The Cryptotransaction.net Trap: How an Iowa Teacher Lost $312,000 to a Fake Crypto Payment Processor
DES MOINES, IOWA
Editor’s Note: The following case study is based on a verified victim complaint submitted to the Iowa Insurance Division’s Securities Bureau and the FBI’s Internet Crime Complaint Center (IC3). The victim’s identity has been anonymized to protect his privacy. All details — including the initial LinkedIn contact, the grooming through a “blockchain certification” course, the eight deposits made over three months, the fabricated $1.5 million balance, the demand for a “transaction validation fee,” and the eventual disappearance — have been documented in official reports.
The Victim: A Retired Teacher’s Search for a Secure Crypto Gateway
For Howard “Howie” Milligan, a 67‑year‑old retired high school history teacher from Des Moines, Iowa, the world of cryptocurrency had always seemed intriguing but inaccessible. After 40 years in the classroom, Howie had accumulated approximately $400,000 in savings. He wanted to help his son pay off medical school debt and still have enough left for a comfortable retirement with his wife.

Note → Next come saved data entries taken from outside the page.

PR #738, opened 2020-10-07
set crons for reconciliation tasks

mdayican:
### Change description ###

set crons for reconciliation tasks.
what do you think ?

```
[ ] Yes
[x] No
```


charts/reform-scan-blob-router/values.yaml
```diff
@@ -39,11 +39,11 @@ java:
     SEND_DAILY_REPORT_CRON: "0 0 6 ? * *"
     SEND_NOTIFICATIONS_CRON: "0 0/10 * * * *"
 
-    CREATE_RECONCILIATION_SUMMARY_REPORT_CRON: "0 */30 1-11 * * *"
+    CREATE_RECONCILIATION_SUMMARY_REPORT_CRON: "0 0 1-6 * * *"
     CREATE_RECONCILIATION_SUMMARY_REPORT_ENABLED: "false"
-    CREATE_RECONCILIATION_DETAILED_REPORT_CRON: "0 */30 2-12 * * *"
+    CREATE_RECONCILIATION_DETAILED_REPORT_CRON: "0 0 3-7 * * *"
```
akomisarek, line 44: Could it start at 2? why the 1 hour delay?

akomisarek (approved):

charts/reform-scan-blob-router/values.yaml
mdayican: it can .

PR #839, opened 2020-12-15
set db product name

mdayican:
### Change description ###

Request to enable us to setup db access for reform scan

```
[ ] Yes
[x] No
```

### DIFF
--- a/infrastructure/main.tf
+++ b/infrastructure/main.tf
@@ -12,6 +12,7 @@ module "reform-blob-router-db" {
   source             = "git@github.com:hmcts/cnp-module-postgres?ref=master"
   product            = var.product
   component          = var.component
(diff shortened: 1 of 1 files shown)


infrastructure/main.tf
```diff
@@ -10,7 +10,8 @@ locals {
 
 module "reform-blob-router-db" {
   source             = "git@github.com:hmcts/cnp-module-postgres?ref=master"
-  product            = var.component
+  product            = var.product
+  component          = var.component
```
timja, line 14: the previous name was only using the component so we need to keep using it by providing the name override
```suggestion
  component          = var.component
  name               = var.component
```

timja (approved):

PR #884, opened 2021-01-25
Copy blob for cft

mdayican:
### Change description ###

Copy Async. blob for cft

```
[ ] Yes
[x] No
```

### DIFF
--- a/src/main/java/uk/gov/hmcts/reform/blobrouter/services/storage/BlobContainerClientProxy.java
+++ b/src/main/java/uk/gov/hmcts/reform/blobrouter/services/storage/BlobContainerClientProxy.java
@@ -23,7 +23,6 @@ import java.time.ZoneOffset;
 import java.time.temporal.ChronoUnit;
 import java.util.concurrent.TimeUnit;
 
-import static com.azure.storage.blob.models.CopyStatusType.PENDING;
 import static org.slf4j.LoggerFactory.getLogger;
 
 @Service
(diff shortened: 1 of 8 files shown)


src/main/java/uk/gov/hmcts/reform/blobrouter/services/storage/BlobContainerClientProxy.java
```diff
@@ -93,4 +105,56 @@ public void upload(
...
+                );
+            final BlockBlobClient targetBlob =
+                get(targetStorageAccount, destinationContainer)
+                    .getBlobClient(blobName)
+                    .getBlockBlobClient();
+
+            var start = System.nanoTime();
+            final SyncPoller<BlobCopyInfo, Void> poller =
+                targetBlob.beginCopy(sourceBlob.getBlobUrl() + "?" + sasToken, Duration.ofSeconds(2));
+            PollResponse<BlobCopyInfo> pollResponse = poller.waitForCompletion(Duration.ofMinutes(10));
```
apereverzin, line 135: We should check status of PollResponse and continue depending on the result - SUCCESSFULLY_COMPLETED or FAILED.

mdayican: I though it may stay on pending status forever that is why I add timeout. Processor side is not doing anything if it the status is not SUCCESS.

src/main/java/uk/gov/hmcts/reform/blobrouter/services/storage/BlobDispatcher.java
```diff
@@ -39,4 +40,26 @@ public void dispatch(
...
+        TargetStorageAccount targetStorageAccount
+    ) {
+        logger.info(
+            "Move file from: {} to Container: {}. Storage: {}",
+            blob.getBlobUrl(),
+            destinationContainer,
+            targetStorageAccount
+        );
+
+        blobContainerClientProxy.moveBlob(blob, destinationContainer, targetStorageAccount);
```
apereverzin, line 56: Or maybe check the status of PollResponse here, return the result in such a case.

src/main/java/uk/gov/hmcts/reform/blobrouter/services/storage/BlobContainerClientProxy.java
apereverzin: Maybe there should be some retry policy? Anyway failure must be handled.

src/main/java/uk/gov/hmcts/reform/blobrouter/services/storage/BlobDispatcher.java
mdayican: I think we do not need dispatcher . I will tidy up the code, first need to find the way to upload for PCQ and crime. 
after that CFT file copy need to change as well as we do not need to transfer all zip file.

PR #929, opened 2021-02-18
Envelope action service

apereverzin:
https://tools.hmcts.net/jira/browse/DTSBPS-363

### Change description ###

```
[ ] Yes
[x] No
```


src/main/java/uk/gov/hmcts/reform/blobrouter/services/EnvelopeActionService.java
```diff
@@ -0,0 +1,87 @@
...
+        if (envelope.status == DISPATCHED || envelope.status == REJECTED
+            || !isStale(envelope)) {
+            throw new EnvelopeCompletedOrNotStaleException(
+                "Envelope with id " + envelope.id + " is completed or not stale"
+            );
+        }
+    }
+
+    private boolean isStale(Envelope envelope) {
+        if (envelope.status != Status.CREATED) {
```
mdayican, line 75: addition to this, if it is CFT envelope can we check processor?

apereverzin: Processor and router have different databases. As mentioned in https://tools.hmcts.net/jira/browse/DTSBPS-348?focusedCommentId=952256&page=com.atlassian.jira.plugin.system.issuetabpanels:comment-tabpanel#comment-952256 there are several zip files in router which are not known by processor. This means that we need to check and handle in processor separately.

mdayican: there is an end point to check

apereverzin: The idea here is to handle an envelope which is stale in router i.e. in CREATED status with after e.g. 2 hours. It does not matter if it exists in processor.

mdayican: if file is processed in processor successfully you can not mark as rejected?

src/main/java/uk/gov/hmcts/reform/blobrouter/data/events/EventType.java
```diff
@@ -9,4 +9,6 @@
     DUPLICATE_REJECTED,
     ERROR,
     NOTIFICATION_SENT,
+    MANUALLY_MARKED_AS_REJECTED,
+    MANUALLY_MARKED_AS_DISPATCHED
```
mdayican, line 13: do we use event type in any report or would it affect any reports?

apereverzin: In this report
image

mdayican: I mean if we are classifying with event type that would affect the report result.

mdayican (approved):

PR #930, opened 2021-02-18
refactor- move uploadwithchunks to blobmover

mdayican:
### Change description ###

move existing uploadwithchunks method to blobmover, new method is not in use now.

```
[ ] Yes
[x] No
```


apereverzin (approved):
It makes sense to move more code from BlobContainerClientProxy to BlobMover or to some new class.

PR #938, opened 2021-02-19
refactor-use blob mover upload

mdayican:
### Change description ###

refactor- use blob mover upload
later unused proxy methods will be deleted.

```
[ ] Yes
[x] No
```


src/main/java/uk/gov/hmcts/reform/blobrouter/services/storage/BlobDispatcher.java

In early 2026, Howie received a LinkedIn message from a man named “Jonathan Blake,” who identified himself as a blockchain consultant. Jonathan claimed to work with Cryptotransaction.net, a platform that specialized in “institutional‑grade crypto transaction processing.” Jonathan explained that Cryptotransaction offered a service where users could earn fees by validating transactions — similar to becoming a node operator but without the technical complexity.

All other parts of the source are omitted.